Categorías
Programación

Parser in PHP using regular expressions

You can use regular expressions in PHP with the function preg_match ( string $pattern , string $subject [, array &$matches [, int $flags = 0 [, int $offset = 0 ]]] ) . Only the first two paremeters are mandatory and they are the regex and the string where you want to search respectively.

In case of finding a result, preg_match() returns an array where the item at index 0 is the whole match. From 1 onwards they are placed the different groups of your regular expressions (in case there is any). If no match is found, preg_match() returns null.

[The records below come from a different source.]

PR #878, opened 2015-12-16
keep scope in AR classes, date math in mixin

pkarman:


app/models/ncr/work_order.rb
```diff
@@ -47,6 +47,11 @@ def self.purchase_amount_column_name
       message: "must be three letters or numbers"
     }, allow_blank: true
 
+    scope :for_fiscal_year, lambda { |year|
```
jessieay: since the logic here and in `Proposal` is exactly the same, do you think it makes sense for us to include it elsewhere? 

I am not opposed to duplicated code when it makes sense, but the reason I first identified this was that I was looking for code in NCR::WorkOrder that was not specific to Work Orders. 

Seems like fiscal year logic might be helpful for reporting for other clients. In that case, we'd want this scope on those client data classes as well. Might be wrong to include this in the FiscalYear mixin, but it does seem like it should be outside of Proposal and WorkOrder. Does that make sense?

pkarman:
I moved the client_data scope to the `ClientDataMixin`.

It seems that we search for Proposal or ClientData depending on whichever is easiest to join against for whatever other search logic is necessary. So having the same scope defined on those 2 models doesn't feel bad to me, any more than having a scope called `approved` on both `Step` and `Proposal` doesn't feel bad.

The important part, imo, is putting the date math all in the same place, which it is now, in the FiscalYearMixin.

jessieay:
cool, merging into mine, will finish up over there!

PR #879, opened 2015-12-16
Root step is first step

jessieay:
* `where` does not work on steps
* see docs at http://api.rubyonrails.org/classes/ActiveRecord/Associations/CollectionProxy.html#method-i-find

### DIFF
--- a/app/models/proposal.rb
+++ b/app/models/proposal.rb
@@ -70,7 +70,7 @@ class Proposal < ActiveRecord::Base
   }
 
   def root_step
-    steps.where(parent_id: nil).first
+    steps.where(parent: nil).first
   end
 
   def parallel?
--- a/app/models/proposal.rb
+++ b/app/models/proposal.rb
@@ -69,9 +69,10 @@ class Proposal < ActiveRecord::Base
     where(created_at: start_time...end_time)
   }
 
-  # @todo - this should probably be the only entry into the approval system
   def root_step
-    steps.where(parent: nil).first
+    if steps.first.parent_id == nil
+      steps.first
+    end
   end
 
   def parallel?
--- a/app/models/proposal.rb
+++ b/app/models/proposal.rb
@@ -70,9 +70,7 @@ class Proposal < ActiveRecord::Base
   }
 
   def root_step
-    if steps.first.parent_id == nil
-      steps.first
-    end
+    steps.where(parent_id: nil).first
   end
 
   def parallel?
--- a/app/models/steps/individual.rb
+++ b/app/models/steps/individual.rb
@@ -54,7 +54,7 @@ module Steps
     end
 
     def user_is_not_requester
-      if user_id && user_id == proposal.requester_id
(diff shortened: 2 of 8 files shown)


app/models/proposal.rb
```diff
@@ -69,9 +69,10 @@ class Proposal < ActiveRecord::Base
     where(created_at: start_time...end_time)
   }
 
-  # @todo - this should probably be the only entry into the approval system
   def root_step
-    steps.where(parent: nil).first
```
jessieay: I am not sure why this didn't raise before. But it always returned nil

pkarman:
interesting. and even moreso that this now causes other tests to fail.

jessieay:
@pkarman this should pass now. Did not need to define `root_step` differently, in the end. The issue was my spec setup used the `step` factory, which was actually an approval step and approval steps don't work as root steps. I redefined step factory names to make the instantiated class more obvious.

app/models/steps/individual.rb
```diff
@@ -54,7 +54,7 @@ def restart
     end
 
     def user_is_not_requester
-      if user_id && user_id == proposal.requester_id
+      if user && user == proposal.requester
```
pkarman: my guess is that the use of `user_id` instead of `user` and `requester_id` instead of `requester` is to minimize the amount of SQL statements generated. By using the AR objects instead, it adds 2 more statements. 

Is that a misguided, false laziness (preferring present integers over possibly-not-yet-loaded AR objects)?

spec/factories/api_tokens.rb
```diff
@@ -3,7 +3,7 @@
 
   factory :api_token do
     access_token
-    step
+    step { create(:approval_step) }
```
pkarman: this is the actual fix?

pkarman:
@jessieay it seems like the crucial changes in this PR are an additional test, and one line in the api_token factory. Is that right?

jessieay:
@pkarman yes, other changes are what I saw as I tried to figure out the root (LOL) of the issue!

app/models/steps/individual.rb
jessieay: One benefit of using objects vs foreign keys here is that it checks that the record actually exists. eg; there could be a `user_id` but no user for that `id` (perhaps user was deleted?)

 I generally follow a similar rule in validations "Validate the associated belongs_to object (user), not the database column (user_id)."

I am not too worried about the performance implications, but can remove if you think this is unnecessary.

spec/factories/api_tokens.rb
jessieay: yes and no: I had to change this because previously the `step` factory was an approval step, which was what lead to the failure in the `root_step` spec I created (root step needs to be parallel or serial). So  I changed the `step` spec definition, which required me to change this because api_token specs failed when this factory used a vanilla step rather than an approval or purchase step (api tokens can be related to either)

One of the details that must be taken into account when using regular expressions on PHP is that they must be enclosed by forward slashes (/), e.g. $multiline_meaning_re = ‘/^([A-za-z ,»().\’;:]+)/’; . This regular expression matches any string with any set of letters, spaces, commas, double and single quotes, parenthesis points, colon and/or semicolon.

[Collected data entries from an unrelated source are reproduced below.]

PR #880, opened 2015-12-17
remove superflous usage of self. within classes

pkarman:
This is a style change only. No ego here.

For posterity, this was a few Perl one-liners:
```bash
perl -pi -e '!m/def self\./ && !m/self\..+ =/ && !m/self\.class/ && s/self\.//g' app/*/*rb
```

and repeat for each path. A couple manual clean up cases, but that regex sequence gets most of it.

### DIFF
--- a/app/controllers/api/users_controller.rb
+++ b/app/controllers/api/users_controller.rb
@@ -10,7 +10,7 @@ module Api
         users = users.offset(params[:offset].to_i)
       end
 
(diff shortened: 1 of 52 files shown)


pkarman:
looks like codeclimate picks up some unrelated changes for "duplicate code" -- I would prefer to ignore those.

jessieay:
fine w me to ignore code climate. YEAH love this. :shaved_ice:

PR #883, opened 2015-12-18
Change status text in requests table display for purchase steps

yozlet:
Implements https://trello.com/c/XM2HDJ32/24-as-an-18f-purchaser-i-should-see-approved-items-on-my-dashboard-under-ready-for-purchase-and-purchased-items-under-recently-comp

Also added some classes to templates so as to make page objects easier to create and use.

PR #884, opened 2015-12-19
Hide "needs review" section when no proposals need review

jessieay:
* For https://trello.com/c/XM2HDJ32

### DIFF
--- a/app/views/proposals/index.html.erb
+++ b/app/views/proposals/index.html.erb
@@ -1,54 +1,53 @@
 <% content_for :title, "My Requests" %>
 <div class="inset">
   <%= render partial: 'search_ui' %>
+
   <div id="proposals-pending-review" class="row pending-pr first">
-    <div class="col-md-12">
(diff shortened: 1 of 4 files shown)


jessieay:
There is definitely some overlap between this and https://github.com/18F/C2/pull/883/files

pkarman:
@jessieay should we wait till #883 is merged to see if there are conflicts?

pkarman:
code looks good to me -- I like that we are giving elements ID attributes and using those rather than page placement for identification.

jessieay:
now that I re-review #883, I see that none of the specs Yoz added are in the spec file modified in this PR (`sort_index_spec.rb`) -- perhaps some of the specs I wrote here should be moved to `spec/features/proposals/index_spec.rb`, which he did modify. I will talk with him today re: his availability to update #883. If he can't do it today, we should probably merge this first and then merge his later.

pkarman:
ok on c2-dev

PR #885, opened 2015-12-21
Small Tabular Data refactors

jessieay:
* Move `config_for_client` method into its own class


jessieay:
hmmm trying to make the method smaller to fix CC failure. Tough! but working on it. otherwise, this is ready for review

jessieay:
ok code climate should be happy now

pkarman:
+1 looks good.

pkarman:
QA'd on c2-dev. No regressions observed.

PR #886, opened 2015-12-21
Clean up duplicate logic in Dashboard controllers

jessieay:
* Use query objects and decorators instead of controller methods
* This should help us generalize in the future


jessieay:
screen shot 2015-12-21 at 3 46 53 pm

:blush:

pkarman:
sweet!

PR #887, opened 2015-12-22
Single -> Double quotes in config files

jessieay:


config/environments/test.rb
```diff
@@ -1,36 +1,14 @@
...
-  config.action_controller.allow_forgery_protection = false
-
-  # Accumulates sent emails in the ActionMailer::Base.deliveries array.
+  config.action_mailer.default_url_options = { host: "localhost" }
   config.action_mailer.delivery_method = :test
-
-  # Print deprecation notices to the stderr.
   config.active_support.deprecation = :stderr
-  config.action_mailer.default_url_options = { :host => 'localhost' }
+  config.cache_classes = true
```
pkarman: this is also re-ordering of config lines? alphabetizing?

config/environments/production.rb
```diff
@@ -1,29 +1,27 @@
...
+    password: ENV.fetch("SMTP_PASSWORD"),
+    authentication: "login",
     enable_starttls_auto: true
   }
 
-  config.roadie.url_options = config.action_mailer.default_url_options
-
-  config.i18n.fallbacks = true
   config.active_support.deprecation = :notify
+  config.assets.compile = true
```
pkarman: this is also re-ordering of config lines? alphabetizing?

pkarman:
+1 to getting this kind of syntactic shoveling out of the way.

is this more than quotes? Looks like you are also zapping the boilerplate comments and reordering config lines? It's hard to tell if there are any config changes with the churn in some files.

jessieay:
ah yes also alpha ordering config files and removing comments that make config files hard to read - apologies for not adding that bit in PR description, was on autopilot as I did this. You think we should move those changes to a separate PR?

pkarman:
My concern is the errant copy/paste in re-ordering the config options, just to make sure we haven't missed any. Because the diff here is hard to read with both re-order and zapping comments, maybe breaking those into separate PRs would make it easier, yes.

jessieay:
ok, removed the comment-removed and reordered files from this PR so it's more focused. Ready to re-review!

PR #890, opened 2015-12-22
Remove comments from config files and alpha order

jessieay:
* Comments make config harder to read
* Alpha order makes things easier to find


jessieay:
hmmm @pkarman I just re-read your comment and it seems like maybe you wanted comment deletion and re-ordering to happen separately. Let me know if this is still difficult to read and I can undo the re-ordering portion.

PR #892, opened 2015-12-22
Fix path-checking spec by using a waiting matcher

yozlet:
This "Discard Changes" spec keeps breaking when run locally because testing `current_path` doesn't use Capybara's waiting mechanisms to ensure that `click_link` is done. But good news! [There's now a waiting matcher for current_path](https://github.com/jnicklas/capybara/pull/1567), so this fix uses that.


jessieay:
THANK YOU for fixing this. Was totally avoiding it and hoping it would just go away.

As a complete example, the following snippet opens a file, parses it to look for English idioms and uploads all of them a MySQL database.

<?php
$servername = "";
$database = "";
$username = "";
$password = "";
$conn = mysqli_connect($servername, $username, $password, $database);

// Check connection
if (!$conn) {
    die("Connection failed: " . mysqli_connect_error());
}

    class Idiom {
        var $idiom = "";
        var $meaning = "";
        var $example = [];
        function print(){
            echo($this->idiom . "<br>" . $this->meaning . "<ul>");
            print_r($this->example);
            if(count($this->example) == 0 )
              echo("ERROR!!!!. There should be at least one example");
            foreach ($this->example as $value) {
                echo("<li>" . $value . "</li>");
            }
            echo("</ul>");
        }
        function upload($conn){
          echo("Uploading...");
          $example = "<ul class='list-group'>";
          foreach ($this->example as $value) {
            if($value !== '')
              $example = $example . "<li class='list-group-item'>" . $value . '</li>';
          }
          $example = $example . "</ul>";

          $idiom = mysqli_real_escape_string($conn, $this->idiom);
          $meaning = mysqli_real_escape_string($conn, $this->meaning);
          $example = mysqli_real_escape_string($conn, $example);

          $query = 'INSERT INTO idioms (`idiom`, `meaning`, `example`) VALUES ("'. $idiom . '","'. $meaning . '","'. $example . '")';
          mysqli_query($conn, $query);
        }
    }

    $file = fopen("idioms.txt", "r") or die("Unable to open file!");
    $idiom_meaning_re     = '/^([A-za-z,. -\/()\']+):([A-za-z ,"().\';:\n]+)/';
    $multiline_meaning_re = '/^([A-za-z ,"().\';:]+)/';
    $example_re           = '/^\|--([A-Za-z0-9 \',?.-;$\n"]+[^:])/';
    $new_idiom = 0;
    $new_example = 0;
    $idiom = null;
    $example = "";
    // Output one line until end-of-file
    while(!feof($file)) {
      $line = fgets($file);
      //echo($line . "<br>");
      preg_match($idiom_meaning_re, $line, $matches);

      if($matches != null){
        if($new_example === 1){
          array_push($idiom->example, $example);
          $new_example = 0;
        }
        if($idiom != null){
          $idiom->print();
          $idiom->upload($conn);
        }
        $idiom = new Idiom;
        $idiom->example = [];
        $example = "";
        $new_idiom = 1;
        $idiom->idiom = trim($matches[1]);
        $idiom->meaning = trim($matches[2]);
      }else{
        preg_match($example_re, $line, $matches);
        if($matches != null){
           if($example !== "")
              array_push($idiom->example, $example);
           $new_idiom = 0;
           $new_example = 1;
           $example = trim($matches[1]);
        }else{
          preg_match($multiline_meaning_re, $line, $matches);
          //var_dump($matches);
          if($matches != null && $new_idiom){
            $idiom->meaning = $idiom->meaning . ' ' . trim($matches[1]);
            //echo($idiom->meaning);
          } elseif ($matches != null && $new_example) {
            $example = $example . ' ' . trim($matches[1]);
          } else {
            $new_idiom   = 0;
            $new_example = 0;
          }
        }
      }
    }
    echo("Closing file");
    fclose($file);

    mysqli_close($conn);

?>

You can find further information about the preg_match() in the PHP official documentation.